Floating ring bearings have been widely used, over the last decades, in rotors of automotive turbochargers because of their improved damping behavior and their good emergency-operating capabilities. They also offer a cost-effective design and have good assembly properties.
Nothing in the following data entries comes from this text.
PR #2169, opened 2024-05-23
Rely on CMake to build the build folder.

vrabaud:
This is useful in case the build folder already exists due to caching. "mkdir -p" could be used on Unix (not Windows) but it is easier to use a common command.

### DIFF
--- a/.github/workflows/ci-disable-gtest.yml
+++ b/.github/workflows/ci-disable-gtest.yml
@@ -73,9 +73,7 @@ jobs:
 
     - name: Prepare libavif (cmake)
       run: >
-        mkdir build && cd build
-
-        cmake .. -G Ninja
+        cmake .. -G Ninja -S ./ -B build
         -DCMAKE_BUILD_TYPE=Release -DBUILD_SHARED_LIBS=OFF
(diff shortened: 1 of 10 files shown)


.github/workflows/ci-disable-gtest.yml
```diff
@@ -73,9 +73,7 @@ jobs:
 
     - name: Prepare libavif (cmake)
       run: >
-        mkdir build && cd build
-
-        cmake .. -G Ninja
+        cmake .. -G Ninja -S ./ -B build
```
y-guyon, line 76: Remove `..`

`-S .` is enough

y-guyon (approved):

.github/workflows/ci-disable-gtest.yml
```diff
@@ -73,9 +73,7 @@ jobs:
 
     - name: Prepare libavif (cmake)
       run: >
-        mkdir build && cd build
-
-        cmake .. -G Ninja
+        cmake -G Ninja -S ./ -B build
```
wantehchang, line 76: The `/` after `.` is not necessary. We don't have `/` after `build`.

vrabaud: Fixed in https://github.com/AOMediaCodec/libavif/pull/2176

PR #2173, opened 2024-05-23
Rust fixes

vrabaud:
- switch deprecated actions-rs/toolchain, cf https://github.com/actions-rs/toolchain/issues/216
- do not download cargo: it does not always work (e.g. macOS has several architectures but there is only one download), it is complex code, and we have a proper way to install it through CMake cf
https://github.com/AOMediaCodec/libavif/blob/c21943e1e07ced29a22d1a59b0c4748e00b84c67/cmake/Modules/LocalRav1e.cmake#L49

### DIFF
--- a/.github/workflows/ci-disable-gtest.yml
+++ b/.github/workflows/ci-disable-gtest.yml
@@ -42,21 +42,12 @@ jobs:
     - uses: actions/setup-python@82c7e631bb3cdc910f68e0081d67478d79c6982d # v5.1.0
       with:
         python-version: '3.x'
-    - uses: actions-rs/toolchain@16499b5e05bf2e26879000db0c1d13f7e13fa3af # v1.0.7
-      with:
-        profile: minimal
-        toolchain: stable
-        override: true
+    - name: Set up rust
+      uses: dtolnay/rust-toolchain@stable
     - name: Install dependencies
       run: |
         sudo apt update
         sudo apt install imagemagick libjpeg-turbo8-dev libpng-dev
-    - name: Install cargo-c
-      env:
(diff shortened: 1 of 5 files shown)


y-guyon (approved):

.github/workflows/ci-disable-gtest.yml
```diff
@@ -42,21 +42,12 @@ jobs:
     - uses: actions/setup-python@82c7e631bb3cdc910f68e0081d67478d79c6982d # v5.1.0
       with:
         python-version: '3.x'
-    - uses: actions-rs/toolchain@16499b5e05bf2e26879000db0c1d13f7e13fa3af # v1.0.7
-      with:
-        profile: minimal
-        toolchain: stable
-        override: true
+    - name: Set up rust
+      uses: dtolnay/rust-toolchain@stable
```
y-guyon, line 46:
```yml
uses: dtolnay/rust-toolchain@d8352f6b1d2e870bc5716e7a6d9b65c4cc244a1a
```

y-guyon: Maybe take the last commit from the `stable` branch so https://github.com/dtolnay/rust-toolchain/commit/d388a4836fcdbde0e50e395dc79a2670ccdef13f

vrabaud: Done

vrabaud: It is not possible to stick to a commit. Reverting the rust dependency. What really matters in this PR is the cargo install.

y-guyon (approved):

PR #2174, opened 2024-05-23
Use common code for caching

vrabaud:
Also fixes:
- the cargo cache needs to be called before CMake
- the cargo cache hash needs to depend on existing file (otheriwse the value is just the empty string which creates invalid cache hits)
- the cache can be split between ext./ and build/_deps to trigger its refresh less often
- the hash keys need to take the architecture into account (as macOS can have multiple architecures)

### DIFF
--- a/.github/actions/cache/action.yml
+++ b/.github/actions/cache/action.yml
@@ -1,14 +1,14 @@
 name: 'Cache for all OSes'
 description: 'Needs to be called before any call to ext/.cmd|sh or cmake'
 inputs:
-  codec-rav1e:
-    description: 'Can take the values: OFF, LOCAL, SYSTEM'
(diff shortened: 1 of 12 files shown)


y-guyon (approved):
Thanks!

vrabaud:
To answer some concerns: the number of caches is not limited, just the overall size (cf https://docs.github.com/en/actions/using-workflows/caching-dependencies-to-speed-up-workflows#usage-limits-and-eviction-policy). This PR increases the number of caches (by not sharing them between CI, which is more future proof in case CMake parameters change in one CI and not the other), but we should be fine with the 10G limit. Let's keep track of it at https://github.com/AOMediaCodec/libavif/actions/caches though.

PR #2175, opened 2024-05-24
Actually cache all of ~/.cargo

vrabaud:


y-guyon (approved):
You may need to change the key or to delete the cache manually

vrabaud:
Caches should not be deleted manually anymore. If caches fail, there is a bug, Just fixed it in https://github.com/AOMediaCodec/libavif/pull/2172

PR #2177, opened 2024-05-27
Finer grain cache.

vrabaud:
- only consider the current workflow file (and not all of them) to rebuild a cache.
- fix action files that were not taken into account for the key
- allow for workflows to specialize the cache (useful in case of matrix)

### DIFF
--- a/.github/actions/cache/action.yml
+++ b/.github/actions/cache/action.yml
@@ -4,27 +4,42 @@ inputs:
   use-rust:
     description: 'Whether rust is used'
     default: false
+  extra-key:
+    description: 'Extra cache key to use in the cache name. Useful when several caches are used in one workflow.'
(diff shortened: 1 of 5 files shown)


y-guyon (approved):

.github/actions/cache/action.yml
```diff
@@ -4,27 +4,42 @@ inputs:
   use-rust:
     description: 'Whether rust is used'
     default: false
+  extra-key:
+    description: 'Extra cache key to use in the cache name. Useful when several caches are used in one workflow.'
```
wantehchang, line 8: Nit: In the second sentence "Useful when ...", we could mention this is true when matrix is used.

wantehchang (commented):
LGTM.

PR #2178, opened 2024-05-27
Properly check for cargo cache hit.

vrabaud:
Boolean are not booleans in composite actions, cf
https://github.com/actions/runner/issues/2238


wantehchang (commented):
LGTM.

PR #2181, opened 2024-05-30
read.c: Treat version 1 as version 0 for stsd box

vigneshvg:
According to 8.5.2.3 of ISO/IEC 14496-12:
version is set to zero. A version number of 1 shall be treated as
a version of 0.

### DIFF
--- a/src/read.c
+++ b/src/read.c
@@ -3227,7 +3227,15 @@ static avifResult avifParseSampleDescriptionBox(avifSampleTable * sampleTable,
 {
     BEGIN_STREAM(s, raw, rawLen, diag, "Box[stsd]");
 
-    AVIF_CHECKERR(avifROStreamReadAndEnforceVersion(&s, 0), AVIF_RESULT_BMFF_PARSE_FAILED);
+    uint8_t version;
+    AVIF_CHECKERR(avifROStreamReadVersionAndFlags(&s, &version, NULL), AVIF_RESULT_BMFF_PARSE_FAILED);
+
+    // Section 8.5.2.3 of ISO/IEC 14496-12:
+    //   version is set to zero. A version number of 1 shall be treated as a version of 0.
+    if (version != 0 && version != 1) {
+        avifDiagnosticsPrintf(diag, "Box[stsd]: Expecting box version 0 or 1, got version %u", version);
+        return AVIF_RESULT_BMFF_PARSE_FAILED;
+    }
 
     uint32_t entryCount;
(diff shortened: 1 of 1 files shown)


src/read.c
```diff
@@ -3227,7 +3227,15 @@ static avifResult avifParseSampleDescriptionBox(avifSampleTable * sampleTable,
...
     BEGIN_STREAM(s, raw, rawLen, diag, "Box[stsd]");
 
-    AVIF_CHECKERR(avifROStreamReadAndEnforceVersion(&s, 0), AVIF_RESULT_BMFF_PARSE_FAILED);
+    uint8_t version;
+    AVIF_CHECK(avifROStreamReadVersionAndFlags(&s, &version, NULL));
+
+    // Section 8.5.2.3 of ISO/IEC 14496-12:
+    //   version is set to zero. A version number of 1 shall be treated as a version of 0.
+    if (version != 0 && version != 1) {
+        avifDiagnosticsPrintf(diag, "Box[stsd] Expecting box version 0 or 1, got version %u", version);
```
wantehchang, line 3236: Nit: Add a colon `:` after "Box[stsd]".

src/read.c
```diff
@@ -3227,7 +3227,15 @@ static avifResult avifParseSampleDescriptionBox(avifSampleTable * sampleTable,
 {
     BEGIN_STREAM(s, raw, rawLen, diag, "Box[stsd]");
 
-    AVIF_CHECKERR(avifROStreamReadAndEnforceVersion(&s, 0), AVIF_RESULT_BMFF_PARSE_FAILED);
+    uint8_t version;
+    AVIF_CHECK(avifROStreamReadVersionAndFlags(&s, &version, NULL));
```
wantehchang, line 3231: IMPORTANT: Change `AVIF_CHECK` to `AVIF_CHECKERR(..., AVIF_RESULT_BMFF_PARSE_FAILED)`, as in the original code.

wantehchang (commented):
Vignesh: I suggest two changes.

@y-guyon We should think about whether an unsupported version should be reported as an error or silently ignored. (This pull request follows our current policy of reporting an unsupported version as an error.)

src/read.c
vigneshvg: Done.

src/read.c
vigneshvg: Done.

wantehchang (approved):
LGTM. Thanks!

y-guyon:
> @y-guyon We should think about whether an unsupported version should be reported as an error or silently ignored. (This pull request follows our current policy of reporting an unsupported version as an error.)

I do not see any problem with keeping the current policy. It can also be on a case-by-case basis once we encounter issues requiring more leniency.

PR #2190, opened 2024-06-03
read.c: Return avifResult from avifParseSampleTableBox

vigneshvg:
One of the error paths is currently returning `AVIF_FALSE` whereas
the function is supposed to return `avifResult`.

This is important because we may allow parsing of erroneous files.


y-guyon (approved):

wantehchang (commented):
LGTM.

PR #2191, opened 2024-06-03
read.c: Fail if gainmap properties have more than one nclx

vigneshvg:
The current code simply adopts the first nclx property of the
gainmap item. The right behavior seems to be to fail if there are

Nevertheless, rotors with floating ring bearings show vibration effects of nonlinear nature induced by self-excited oscillations originating from the bearing oil films (oil whirl/whip phenomena) and may exhibit various nonlinear vibration effects which may cause damage to the rotor. In order to investigate these dynamic phenomena, this paper has developed a nonlinear model of a perfectly balanced rigid rotor supported by two identical floating ring bearings with consideration of their vibration behavior mainly governed by fluid dynamics. The dimensionless hydrodynamic forces of floating ring bearings have been derived based on the short bearing theory and the half Sommerfeld solution. Using the numerical continuation approach, different bifurcations are detected when a control parameter, the journal speed, is varied. Depending on the system’s physical parameters, the rotor can show stable or unstable limit cycles which themselves may collapse beyond a certain rotor speed to exhibit a fold bifurcation. Bifurcation analysis is performed to investigate the occurring instabilities and nonlinear phenomena. Such results explain the instabilities characteristics of the floating ring bearing in high-speed applications. It has also been found that the selection of the bearing modulus plays an important role in the characterization of the rotor stability threshold speed and bifurcation sequences. An understanding of the system’s nonlinear behavior serves as the basis for new and rational criteria for the design and the safe operation of rotating machines.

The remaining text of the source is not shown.